Extracting binary data from bytestrings using match🔗ℹ

This module introduces a new match pattern for matching and destructuring binary data encoded in a bytestring.

The API should be considered very alpha and open to incompatible changes.

Some similar packages include xenomorph and the "#lang" based binfmt.

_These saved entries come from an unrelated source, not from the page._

PR #3998, opened 2019-08-07
Add numeric_type sorting option.

codebrain:
For numeric fields it is also possible to cast the values from one type to another using this option. This can be useful for cross-index search if the sort field is mapped differently on some indices.

### DIFF
--- a/src/Tests/Tests/Search/Request/SortUsageTests.cs
+++ b/src/Tests/Tests/Search/Request/SortUsageTests.cs
@@ -333,7 +333,7 @@ namespace Tests.Search.Request
 	}
 
 	//hide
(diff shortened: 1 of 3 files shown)


src/Tests/Tests/Search/Request/SortUsageTests.cs
```diff
@@ -331,4 +331,38 @@ public class GeoDistanceIgnoreUnmappedUsageTests : SearchUsageTestBase
 				}
 			};
 	}
+
+	//hide
+	[SkipVersion("<7..0", "numeric_type added in 7.2.0")]
```
Mpdreamz:
```suggestion
	[SkipVersion("<7.2.0", "numeric_type added in 7.2.0")]
```

PR #5035, opened 2020-09-28

fate1009:
custom tokenizer serialize is not expected.


Mpdreamz:
duplicate of #5039

PR #5038, opened 2020-09-28

fate1009:
user define  ITokenizer implementations serlize is not expected.


Mpdreamz:
duplicate of #5039

PR #5041, opened 2020-09-29
Move Utf8Json to NEST

Mpdreamz:
This PR moves `Utf8Json` from `Elasticsearch.Net` to `Nest` now that the low level client depends
on `System.Text.Json` as it defaults serializer.

- Introduced dedicated converters for Error/ErrorCause/ServerError
- Copied some extensions. This is temporary the PR to move to a dedicated Transport solves this nicer.
- Some fixes to DynamicDictionary `dynamic` binding that were failing now Value is `JsonElement` not the value directly


Mpdreamz:
Integration tests are failing on `boost` on some property mappings. This is known but unrelated. Merging this one in.

PR #5045, opened 2020-10-02
Remove index level boosting

Mpdreamz:
Relates: elastic/elasticsearch#51703

Index level boosting existed in the mapping was not being used at query
time. This removes all boosting in anticipation of the full removal.


Mpdreamz:
Green CI!

PR #5048, opened 2020-10-05
[DOCS] Adds shared/attributes.asciidoc to index

szabosteve:
## Overview

This PR adds the reference of the shared/attribute.asciidoc file to the index.asciidoc, so abbreviations in the attributes file can be used across the .NET documentation.


Mpdreamz:
Doc checks are happy 👍

PR #5049, opened 2020-10-05
Separate connectivity bits to separate package Elastic.Transport

Mpdreamz:

PR #5021, opened 2020-09-22
Add longer timeout for StartTransform API integration tests

russcam:
Closes #5004

PR #5052, opened 2020-10-07
Elastic.Transport phase 2

Mpdreamz:
This is a follow up to #5049 

It renames `Elasticsearch.Net.VirtualizedCluster` to `Elastic.Transport.VirtualizedCluster`. 

This also introduces `Elastic.Transport.Tests` a lot of tests from `Tests could potentially be ported over but they serve a dual purpose as documentation. Moving them would break our docs on elastic.co. 

It further improves on making `Elastic.Transport` product agnostic:

`Node` now has no knowledge of Elasticsearchisms such as `master eligable` and the likes. Instead a tranport is loaded with an `IProductRegistration` that informs the transport whether the product supports pinging and sniffing, and if they do the implementations for the those. A product's sniff routine can add `features` to a node which is simply a `HashSet<string>` (exposed behind a `IReadOnlyCollection<string>`).  

This `IProductRegistration` also steers the default user agent `Transport` sends. 

In the previous PR, the settings was simply copied from `Elasticsearch.Net`. In order to be more future proof the transport now has its own `TransportConfiguration`. 

```
Transport => TransportConfiguration
Elasticsearch.Net => ConnectionConfiguration
Nest => ConnectionSettings
```

All of these extend each other.

```
ConnectionSettings => ConnectionConfiguration => TransportConfiguration
```

Ideally the clients configuration would  be named `NestConfiguration` and `ElasticsearchConfiguration` but that ship has sailed and would be a massive breaking change, I am not yet comfortable doing.


Mpdreamz:
Windows failure unrelated and most likely fixed by #5021

PR #5056, opened 2020-10-19
Update codegeneration for master and make sure we replace stashes in strings before creating assertions

Mpdreamz:


Mpdreamz:
clients-ci is happy. Merging this in.

PR #5077, opened 2020-11-06
Fixing BulkAll indefinitely hanging when failing

rmadisonhaynie:
Ensure BulkAll() is aborted properly if the whole bulk request keeps returning a bad statuscode and ContinueOnDroppedDocuments is true. This was introduced in #4014 when trying to address a similar issue with backOffTries being ignored.


stevejgordon (approved):
Thanks @rmadisonhaynie.

PR #5078, opened 2020-11-09
Make API generation non interactive

Mpdreamz:
Our `ApiGenerator` could only be run interactively. 

This PR adds proper flags and help and makes the tool non-interactive by default. 

In addition to this we switched to async everywhere allowing the tool to be interopted using e.g `CTRL+C`.


Mpdreamz:
Manually backported to `7.10` and `7.x`. 

`6.x` has drifted too far to make backporting this worthwhile.

PR #5082, opened 2020-11-09
Bump .NET sdk to 3.1.202

Mpdreamz:


azure-pipelines.yml
```diff
@@ -18,7 +18,7 @@ jobs:
   steps:
   - task: UseDotNet@2
     inputs:
-       version: '3.0.100'
+       version: '3.1.100'
```
stevejgordon, line 21: @Mpdreamz Any reason docs can be set to 3.1.202 as well here?

Mpdreamz: Updated thanks for catching that :)

stevejgordon (approved):
LGTM

PR #5085, opened 2020-11-10
Add support for the new `data_*` roles.

Mpdreamz:
Our integration tests were failing calling the `nodes.info` API because
it could not map `data_cold` to this enum.


stevejgordon (approved):
LGTM :shipit:

PR #5088, opened 2020-11-12
Remove performance counters from RecyclableMemoryStream

Mpdreamz:
We received a report that the finalizer of `EventPipeEventProvider` for a customer was failing on disposing the `Elasticsearch-Net-RecyclableMemoryStream`. 

By power of elimination we localized it to our counters. Initially we suspected the `instance` reference to be the problem but only removing those counters did not fix the problem.


Mpdreamz:
`backport to master` will likely fail because this moved to `Elastic.Transport` project there.

stevejgordon (approved):
LGTM!

PR #931, opened 2017-12-09
Remove first_ and last_ from win32 file_body

djarek:
These members were never assigned values other than `0` and `size_` respectively.


vinniefalco:
You have it exactly backwards. Rather than removing `first_` and `last_`, we should be implementing the **range** feature, where `file_body` can be used to deliver a subset of the file.

vinniefalco:
See https://github.com/boostorg/beast/issues/723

1 The binary match pattern🔗ℹ

syntax
(binary byte-pattern ...+ maybe-rest)

byte-pattern = (bytes pat length)
| (zero-padded pat length)
| (until-byte pat byte)
| (until-byte* pat byte)
| (length-prefixed pat)
| (length-prefixed pat prefix-length endianness)
| (number-type pat)
| (number-type pat endianness)
| control-pattern

maybe-rest =
| (rest* pat)

control-pattern = (get-offset pat)
| (set-offset! offset)

number-type = s8
| u8
| s16
| u16
| s32
| u32
| u64
| s64
| f32
| f64

prefix-length = u8
| u16
| u32
| u64

endianness = big-endian
| little-endian
| native-endian
| host-order
| network-order

   byte : byte?
   length : (and/c fixnum? positive?)
   offset : (and/c fixnum? (>=/c 0))

A match extender that, when matched against a bytestring, tries to destructure it according to the given spec and match extracted values against given match patterns.

An example:

(match #"\17\240bc"
((binary (s16 num big-endian) (bytes rest 2))
(list num rest))) ; (4000 #"bc")

bytes extracts a fixed-width field. zero-padded extracts a fixed-width field and strips trailing 0 bytes. until-byte extracts bytes until the given delimiter byte is encountered. until-byte* is the same but a failure to find the delimiter is not a match failure. length-prefixed reads a length header and then that many bytes. It defaults to the 9P protocol specification of a 2 byte little-endian length if not explicitly specified.

The number patterns should hopefully be self explanatory.

rest* takes any remaining bytes at the end of the bytestring after everything else is matched; if there are no extra bytes, it applies an empty bytestring to its pattern.

Normally, matching starts with the first byte in the bytestring. (set-offset! where) changes the location (To facilitate matching bytestrings with multiple records), and get-offset will save the current index at that point in the matching.

A more complex example, that matches an IPv4 header:

(parameterize ([binary-match-default-endianness 'network-order])
  (match header
    ((binary
      (u8 (app byte->nybbles version header-length)) (u8 service-type) (u16 total-length)
      (u16 identification) (u16 flags+fragment)
      (u8 ttl) (u8 protocol) (u16 checksum)
      (bytes (app make-ip-address source-address) 4)
      (u32 (app (lambda (n) (make-ip-address n 4)) dest-address))
      (rest* options))
     (list version header-length service-type total-length ttl protocol
           (ip-address->string source-address) (ip-address->string dest-address)
           options))))

2 Additional functions🔗ℹ

procedure
(byte->nybbles b) →
byte? byte?
b : byte?

Splits a single byte into two 4-bit nybbles. The upper 4 bits is the first value, the lower 4 is the second.

parameter
(binary-match-default-endianness)
→ (or/c 'big-endian 'little-endian 'native-endian)
(binary-match-default-endianness endianness) → void?
endianness : (or/c 'big-endian 'little-endian 'native-endian 'network-order 'host-order)
= 'native-endian

A parameter that controls the endianness used by numeric patterns when one isn’t explicitly given.